■ **What to do**:
Find every line in the records below that contains "implemented", and copy it.

■ **Excerpted records**:

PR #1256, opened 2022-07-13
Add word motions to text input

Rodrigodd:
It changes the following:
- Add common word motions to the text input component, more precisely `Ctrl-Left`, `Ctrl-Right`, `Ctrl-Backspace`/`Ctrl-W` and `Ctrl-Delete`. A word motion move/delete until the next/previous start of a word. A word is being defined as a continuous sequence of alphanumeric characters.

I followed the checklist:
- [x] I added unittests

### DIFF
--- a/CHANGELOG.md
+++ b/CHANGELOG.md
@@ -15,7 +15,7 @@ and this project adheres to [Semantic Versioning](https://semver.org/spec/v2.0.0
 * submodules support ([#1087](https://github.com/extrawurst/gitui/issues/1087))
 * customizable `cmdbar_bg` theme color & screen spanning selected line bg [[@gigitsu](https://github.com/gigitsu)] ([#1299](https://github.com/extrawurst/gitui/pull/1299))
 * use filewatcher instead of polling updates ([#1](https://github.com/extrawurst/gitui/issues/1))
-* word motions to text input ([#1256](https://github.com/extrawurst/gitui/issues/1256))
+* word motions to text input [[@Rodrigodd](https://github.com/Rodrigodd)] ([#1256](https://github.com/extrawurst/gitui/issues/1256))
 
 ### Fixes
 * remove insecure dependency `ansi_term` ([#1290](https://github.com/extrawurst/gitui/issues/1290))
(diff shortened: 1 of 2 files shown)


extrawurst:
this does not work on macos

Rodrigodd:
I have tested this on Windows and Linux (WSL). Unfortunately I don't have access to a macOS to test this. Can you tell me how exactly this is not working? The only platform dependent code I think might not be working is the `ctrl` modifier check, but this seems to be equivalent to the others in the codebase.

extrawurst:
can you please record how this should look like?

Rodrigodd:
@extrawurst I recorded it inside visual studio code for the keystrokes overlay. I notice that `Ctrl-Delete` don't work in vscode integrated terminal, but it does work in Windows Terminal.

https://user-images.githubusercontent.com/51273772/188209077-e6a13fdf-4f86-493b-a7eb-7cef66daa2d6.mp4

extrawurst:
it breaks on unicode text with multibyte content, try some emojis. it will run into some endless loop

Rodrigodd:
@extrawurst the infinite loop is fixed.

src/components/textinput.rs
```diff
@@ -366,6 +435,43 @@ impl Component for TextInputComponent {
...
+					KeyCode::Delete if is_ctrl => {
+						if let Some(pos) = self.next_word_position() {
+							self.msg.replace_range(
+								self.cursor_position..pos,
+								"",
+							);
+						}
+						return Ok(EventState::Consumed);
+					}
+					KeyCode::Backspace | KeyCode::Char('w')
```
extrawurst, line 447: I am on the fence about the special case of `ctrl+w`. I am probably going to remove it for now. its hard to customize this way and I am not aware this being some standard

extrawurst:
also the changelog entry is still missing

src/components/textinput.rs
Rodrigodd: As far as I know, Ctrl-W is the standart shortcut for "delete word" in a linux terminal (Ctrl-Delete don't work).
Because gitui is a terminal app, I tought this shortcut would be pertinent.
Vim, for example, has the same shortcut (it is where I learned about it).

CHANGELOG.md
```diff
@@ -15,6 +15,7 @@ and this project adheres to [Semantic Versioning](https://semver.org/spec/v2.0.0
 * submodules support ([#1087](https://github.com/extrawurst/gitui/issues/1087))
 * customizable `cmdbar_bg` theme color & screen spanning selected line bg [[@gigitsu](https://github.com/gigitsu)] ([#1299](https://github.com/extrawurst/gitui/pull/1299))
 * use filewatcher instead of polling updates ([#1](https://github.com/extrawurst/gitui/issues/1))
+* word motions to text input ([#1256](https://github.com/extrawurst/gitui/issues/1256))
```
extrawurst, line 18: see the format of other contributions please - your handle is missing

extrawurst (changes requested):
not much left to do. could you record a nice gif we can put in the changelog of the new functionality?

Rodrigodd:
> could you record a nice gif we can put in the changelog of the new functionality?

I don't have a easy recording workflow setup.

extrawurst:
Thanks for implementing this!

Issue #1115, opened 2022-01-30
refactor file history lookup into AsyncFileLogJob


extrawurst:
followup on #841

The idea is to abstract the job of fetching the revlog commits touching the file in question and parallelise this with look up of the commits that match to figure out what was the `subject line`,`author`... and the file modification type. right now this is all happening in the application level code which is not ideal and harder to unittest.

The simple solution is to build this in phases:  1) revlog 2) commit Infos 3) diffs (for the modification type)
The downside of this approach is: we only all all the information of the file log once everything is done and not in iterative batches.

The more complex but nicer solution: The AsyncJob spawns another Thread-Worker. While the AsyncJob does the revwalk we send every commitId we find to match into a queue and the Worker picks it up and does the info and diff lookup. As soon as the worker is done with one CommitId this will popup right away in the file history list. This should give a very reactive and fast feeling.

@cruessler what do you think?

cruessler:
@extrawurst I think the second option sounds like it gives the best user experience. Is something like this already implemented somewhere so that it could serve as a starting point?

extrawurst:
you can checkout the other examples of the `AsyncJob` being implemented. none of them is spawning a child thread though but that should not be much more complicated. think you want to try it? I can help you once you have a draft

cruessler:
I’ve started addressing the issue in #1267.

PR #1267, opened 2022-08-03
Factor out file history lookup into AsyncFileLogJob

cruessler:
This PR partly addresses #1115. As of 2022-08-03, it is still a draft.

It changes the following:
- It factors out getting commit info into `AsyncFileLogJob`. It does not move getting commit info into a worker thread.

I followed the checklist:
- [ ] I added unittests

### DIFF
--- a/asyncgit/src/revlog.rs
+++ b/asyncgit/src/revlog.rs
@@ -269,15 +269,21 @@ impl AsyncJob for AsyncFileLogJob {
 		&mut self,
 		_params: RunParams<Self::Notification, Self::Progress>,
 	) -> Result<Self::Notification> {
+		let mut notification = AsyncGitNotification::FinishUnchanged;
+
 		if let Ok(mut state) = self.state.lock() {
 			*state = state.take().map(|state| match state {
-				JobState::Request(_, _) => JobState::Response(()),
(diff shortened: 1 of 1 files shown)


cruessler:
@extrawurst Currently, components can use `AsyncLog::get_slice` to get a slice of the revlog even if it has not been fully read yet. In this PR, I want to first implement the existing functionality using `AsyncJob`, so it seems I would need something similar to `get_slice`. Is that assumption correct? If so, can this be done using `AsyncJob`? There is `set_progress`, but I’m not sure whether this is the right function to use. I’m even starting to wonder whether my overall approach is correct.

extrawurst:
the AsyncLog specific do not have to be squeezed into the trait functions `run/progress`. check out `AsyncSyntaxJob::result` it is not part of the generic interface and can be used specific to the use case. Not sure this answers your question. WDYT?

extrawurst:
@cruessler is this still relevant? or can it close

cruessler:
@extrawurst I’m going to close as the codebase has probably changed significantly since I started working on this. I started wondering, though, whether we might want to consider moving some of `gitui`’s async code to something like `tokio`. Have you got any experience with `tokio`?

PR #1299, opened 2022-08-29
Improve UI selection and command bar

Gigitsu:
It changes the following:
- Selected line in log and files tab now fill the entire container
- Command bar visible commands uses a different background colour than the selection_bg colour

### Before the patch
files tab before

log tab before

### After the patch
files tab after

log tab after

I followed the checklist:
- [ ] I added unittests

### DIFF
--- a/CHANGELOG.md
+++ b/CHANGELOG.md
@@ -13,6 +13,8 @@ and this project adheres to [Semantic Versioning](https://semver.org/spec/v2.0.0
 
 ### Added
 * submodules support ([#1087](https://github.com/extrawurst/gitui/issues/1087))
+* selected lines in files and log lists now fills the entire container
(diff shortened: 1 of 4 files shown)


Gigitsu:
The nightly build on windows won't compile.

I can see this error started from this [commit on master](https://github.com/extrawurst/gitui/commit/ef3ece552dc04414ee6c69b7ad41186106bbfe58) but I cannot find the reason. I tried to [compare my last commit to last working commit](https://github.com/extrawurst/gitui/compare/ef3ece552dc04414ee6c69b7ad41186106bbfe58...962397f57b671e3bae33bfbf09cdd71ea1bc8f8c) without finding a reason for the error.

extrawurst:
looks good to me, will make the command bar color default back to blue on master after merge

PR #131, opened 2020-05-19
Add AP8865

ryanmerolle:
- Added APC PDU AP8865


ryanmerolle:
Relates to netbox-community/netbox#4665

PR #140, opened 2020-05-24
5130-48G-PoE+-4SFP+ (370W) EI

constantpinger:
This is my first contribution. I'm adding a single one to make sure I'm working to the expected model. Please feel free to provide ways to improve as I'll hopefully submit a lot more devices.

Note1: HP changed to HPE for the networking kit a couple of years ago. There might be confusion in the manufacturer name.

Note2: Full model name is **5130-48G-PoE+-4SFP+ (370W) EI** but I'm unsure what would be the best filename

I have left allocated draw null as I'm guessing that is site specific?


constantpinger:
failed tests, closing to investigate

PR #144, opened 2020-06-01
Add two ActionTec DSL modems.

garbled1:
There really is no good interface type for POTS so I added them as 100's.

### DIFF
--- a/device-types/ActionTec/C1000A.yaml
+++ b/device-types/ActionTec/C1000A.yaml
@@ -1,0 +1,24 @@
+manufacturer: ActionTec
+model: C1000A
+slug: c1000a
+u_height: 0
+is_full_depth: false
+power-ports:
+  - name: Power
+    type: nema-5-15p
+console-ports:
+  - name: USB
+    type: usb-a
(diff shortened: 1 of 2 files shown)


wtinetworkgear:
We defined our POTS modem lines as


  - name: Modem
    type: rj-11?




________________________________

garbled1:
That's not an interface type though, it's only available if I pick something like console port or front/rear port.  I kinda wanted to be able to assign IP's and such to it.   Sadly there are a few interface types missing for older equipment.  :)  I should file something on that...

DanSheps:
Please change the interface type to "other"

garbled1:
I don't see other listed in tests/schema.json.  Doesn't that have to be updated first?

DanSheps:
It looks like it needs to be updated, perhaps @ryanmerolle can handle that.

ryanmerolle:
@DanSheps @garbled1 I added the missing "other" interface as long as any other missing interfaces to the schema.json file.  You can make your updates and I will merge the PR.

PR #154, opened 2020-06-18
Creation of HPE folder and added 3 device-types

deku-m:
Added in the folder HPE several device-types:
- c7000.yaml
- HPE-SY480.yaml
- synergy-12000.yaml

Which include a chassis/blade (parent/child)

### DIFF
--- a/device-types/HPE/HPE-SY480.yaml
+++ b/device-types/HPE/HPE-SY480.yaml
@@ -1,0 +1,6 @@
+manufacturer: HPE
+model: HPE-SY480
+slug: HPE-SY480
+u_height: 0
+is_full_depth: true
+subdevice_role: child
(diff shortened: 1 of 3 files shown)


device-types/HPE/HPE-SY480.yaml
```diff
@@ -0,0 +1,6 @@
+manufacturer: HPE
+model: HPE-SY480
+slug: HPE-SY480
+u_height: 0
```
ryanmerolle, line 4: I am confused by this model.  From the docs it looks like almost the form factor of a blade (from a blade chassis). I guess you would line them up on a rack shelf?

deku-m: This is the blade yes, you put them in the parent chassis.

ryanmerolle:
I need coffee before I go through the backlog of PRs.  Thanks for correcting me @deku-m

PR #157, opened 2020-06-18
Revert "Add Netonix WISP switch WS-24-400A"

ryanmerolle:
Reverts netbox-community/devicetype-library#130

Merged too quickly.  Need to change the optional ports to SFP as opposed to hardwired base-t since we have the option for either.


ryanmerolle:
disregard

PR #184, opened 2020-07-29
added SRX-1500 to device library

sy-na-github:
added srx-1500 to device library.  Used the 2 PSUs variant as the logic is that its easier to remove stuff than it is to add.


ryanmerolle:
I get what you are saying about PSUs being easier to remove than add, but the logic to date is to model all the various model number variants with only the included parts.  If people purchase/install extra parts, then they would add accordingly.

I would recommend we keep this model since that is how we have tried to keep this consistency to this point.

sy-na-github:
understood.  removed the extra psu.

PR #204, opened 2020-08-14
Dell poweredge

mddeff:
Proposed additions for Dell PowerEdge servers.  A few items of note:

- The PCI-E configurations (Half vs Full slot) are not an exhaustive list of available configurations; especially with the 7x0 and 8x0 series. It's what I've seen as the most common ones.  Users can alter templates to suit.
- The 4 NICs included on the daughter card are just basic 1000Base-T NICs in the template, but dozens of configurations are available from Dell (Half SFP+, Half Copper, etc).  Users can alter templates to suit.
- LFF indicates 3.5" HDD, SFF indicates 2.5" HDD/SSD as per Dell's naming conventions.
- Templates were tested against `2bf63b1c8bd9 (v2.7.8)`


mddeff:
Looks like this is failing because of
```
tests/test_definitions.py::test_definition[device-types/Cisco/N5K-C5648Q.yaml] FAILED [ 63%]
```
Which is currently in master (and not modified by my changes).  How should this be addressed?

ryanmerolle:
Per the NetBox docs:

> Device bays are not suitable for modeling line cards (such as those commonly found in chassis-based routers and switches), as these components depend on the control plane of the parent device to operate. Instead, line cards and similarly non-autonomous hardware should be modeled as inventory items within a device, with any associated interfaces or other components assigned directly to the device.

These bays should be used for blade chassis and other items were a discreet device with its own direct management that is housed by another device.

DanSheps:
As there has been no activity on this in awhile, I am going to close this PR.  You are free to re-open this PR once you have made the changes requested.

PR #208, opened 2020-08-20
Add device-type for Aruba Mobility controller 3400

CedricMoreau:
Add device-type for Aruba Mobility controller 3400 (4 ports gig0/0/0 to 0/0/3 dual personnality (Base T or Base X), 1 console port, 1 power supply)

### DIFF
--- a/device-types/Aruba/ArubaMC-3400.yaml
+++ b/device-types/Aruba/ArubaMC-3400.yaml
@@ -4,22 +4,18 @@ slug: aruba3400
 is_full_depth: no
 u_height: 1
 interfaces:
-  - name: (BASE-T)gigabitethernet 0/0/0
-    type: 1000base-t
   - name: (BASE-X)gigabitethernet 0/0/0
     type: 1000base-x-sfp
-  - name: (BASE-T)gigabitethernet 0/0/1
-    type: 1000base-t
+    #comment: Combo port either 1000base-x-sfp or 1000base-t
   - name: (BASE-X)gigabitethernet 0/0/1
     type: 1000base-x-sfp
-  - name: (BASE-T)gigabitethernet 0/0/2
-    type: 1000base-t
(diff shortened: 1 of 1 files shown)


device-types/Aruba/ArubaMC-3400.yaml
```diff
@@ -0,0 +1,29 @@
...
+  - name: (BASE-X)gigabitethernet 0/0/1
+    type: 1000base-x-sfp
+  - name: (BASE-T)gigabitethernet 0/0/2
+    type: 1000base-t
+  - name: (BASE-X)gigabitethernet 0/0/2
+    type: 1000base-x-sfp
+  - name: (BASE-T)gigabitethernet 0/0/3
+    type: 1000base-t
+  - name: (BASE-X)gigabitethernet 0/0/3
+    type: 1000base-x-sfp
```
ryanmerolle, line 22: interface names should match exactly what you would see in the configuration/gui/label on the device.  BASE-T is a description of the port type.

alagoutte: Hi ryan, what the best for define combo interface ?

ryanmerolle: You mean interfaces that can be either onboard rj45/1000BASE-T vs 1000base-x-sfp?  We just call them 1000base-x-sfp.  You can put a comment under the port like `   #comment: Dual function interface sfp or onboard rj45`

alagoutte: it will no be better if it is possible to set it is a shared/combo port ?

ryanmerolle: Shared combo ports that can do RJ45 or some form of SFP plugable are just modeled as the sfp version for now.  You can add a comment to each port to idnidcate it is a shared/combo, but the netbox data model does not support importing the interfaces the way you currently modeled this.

■ **Exercise solution**:
@extrawurst I think the second option sounds like it gives the best user experience. Is something like this already implemented somewhere so that it could serve as a starting point?
you can checkout the other examples of the `AsyncJob` being implemented. none of them is spawning a child thread though but that should not be much more complicated. think you want to try it? I can help you once you have a draft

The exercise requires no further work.